An interesting thing about EPG is that, in some experiments, the algorithm is able to learn good policies without directly observing any rewards. All the information about what constitutes “good” behavior is encoded in the loss function, which doesn’t need to (but can) include observed rewards.

Results

 A pretrained EPG does well in “out-of-distribution” tasks at test-time; good test-time validation in RL problems is an important outstanding problem that EPG may solve.

A pretrained EPG does well in “out-of-distribution” tasks at test-time; good test-time validation in RL problems is an important outstanding problem that EPG may solve.

The authors of EPG are optimistic about their results, and the method is certainly intriguing. The work in involves a number of interesting ideas from recent deep RL research.

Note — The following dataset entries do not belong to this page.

PR #7682, opened 2022-11-16
allow .d.ts files to have + prefix

### LINKED ISSUE #7662: Router picks up .d.ts files
### Describe the bug

When using tooling such as graphql-code-generator 

### Reproduction

Create a file anywhere under `routes` called `+layout.server.d.ts`.

### Logs

_No response_

### System Info

```Shell
System:
    OS: macOS 12.1
    CPU: (10) arm64 Apple M1 Pro
    Memory: 171.77 MB / 32.00 GB
    Shell: 5.8 - /opt/homebrew/bin/zsh
  Binaries:
    Node: 18.10.0 - /nix/store/m3za3mblwg9az7vpkkvlfm04z66mcr6y-nodejs-18.10.0/bin/node
    npm: 8.19.2 - /nix/store/m3za3mblwg9az7vpkkvlfm04z66mcr6y-nodejs-18.10.0/bin/npm
  Browsers:
    Brave Browser: 106.1.44.101
    Chrome: 107.0.5304.110
    Chrome Canary: 99.0.4828.0
    Firefox: 106.0.5
    Safari: 15.2
```

### Severity

annoyance

### Additional Information

I can think of four solutions:

1. The router should ignore `.d.ts` files by default. As long as TypeScript is considered a first-class citizen in SvelteKit this doesn't seem like an unreasonable solution to me.
  a. Another consideration: only allow specific extensions to be picked up by the router, maybe configured some way in Vite.
3. Configurable ignore for the router. This is more complex, but opens up end users to be able to exclude any generated files of various extensions.
4. Don't generate files with `+` at the start of their name. Unfortunately, I couldn't find a way to configure graphql code generator to do this, but I could either place all generated code in its own `.d.ts` file outside of `routes`, or, as suggested on Discord, I can place all queries in `queries.ts` files which would result in files such as `__generated__/queries.d.ts`, which should not be picked up by the router.

I'd be willing to put up a PR for the first solution if the SvelteKit team would be open to that solution.

Rich-Harris:
closes #7662

### Tests

### Changesets

### DIFF
--- a/packages/kit/src/core/sync/create_manifest_data/index.js
+++ b/packages/kit/src/core/sync/create_manifest_data/index.js
@@ -192,7 +192,7 @@ function create_routes_and_nodes(cwd, config, fallback) {
 			// process files first
 			for (const file of files) {
 				if (file.is_dir) continue;
-				if (!file.name.startsWith('+')) continue;
+				if (!file.name.startsWith('+') || file.name.endsWith('.d.ts')) continue;
 				if (!valid_extensions.find((ext) => file.name.endsWith(ext))) continue;
 
 				const project_relative = posixify(path.relative(cwd, path.join(dir, file.name)));
--- a/packages/kit/src/core/sync/create_manifest_data/index.js
+++ b/packages/kit/src/core/sync/create_manifest_data/index.js
@@ -192,8 +192,22 @@ function create_routes_and_nodes(cwd, config, fallback) {
 			// process files first
 			for (const file of files) {
 				if (file.is_dir) continue;
-				if (!file.name.startsWith('+') || file.name.endsWith('.d.ts')) continue;
+				if (!file.name.startsWith('+')) continue;
 				if (!valid_extensions.find((ext) => file.name.endsWith(ext))) continue;
+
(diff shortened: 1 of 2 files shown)


dummdidumm (approved):
I'm good with this change, given that this isn't a runtime file

packages/kit/src/core/sync/create_manifest_data/index.js
```diff
@@ -192,7 +192,7 @@ function create_routes_and_nodes(cwd, config, fallback) {
 			// process files first
 			for (const file of files) {
 				if (file.is_dir) continue;
-				if (!file.name.startsWith('+')) continue;
+				if (!file.name.startsWith('+') || file.name.endsWith('.d.ts')) continue;
```
dummdidumm, line 195: mhhhhm or should we scope it to "file ends with `.d.ts` but has to have one of the known file names"? So that you can't do `+yolo.d.ts`

Rich-Harris: blurgh i guess we probably should

knpwrs:
Thank you for this!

Perhaps the most important result is the ability for an EPG-trained loss function to perform well on “out-of-distribution” tasks. In the ant example we looked at earlier, an EPG loss function was trained using only goals located to the right of the ant’s initial position. The same loss function was able to train a policy that guides the ant to a goal on the left side of the ant’s initial position at test time.

However, the algorithm faces some practical challenges, mostly related to the need for heavy computational resources (many CPU cores) and relatively poor data efficiency (many, many trials are needed to learn a good loss function.) Loss function updates must be performed sequentially, which puts a limit on the amount of parallel processing that is possible with the method as it stands.

In my humble opinion, this paper is important not because of its direct results, but because it introduces a fundamentally different approach to applying PG methods. This is just an example of how to go about learning a loss function, but there may be entirely different ways to do the same thing. Maybe a different technique for learning a PG loss function is far better than this. But, as far as I’m aware, this is the first attempt to directly learn a PG loss function; side-stepping the loss function design problem may open a promising new path forward for PG methods in general.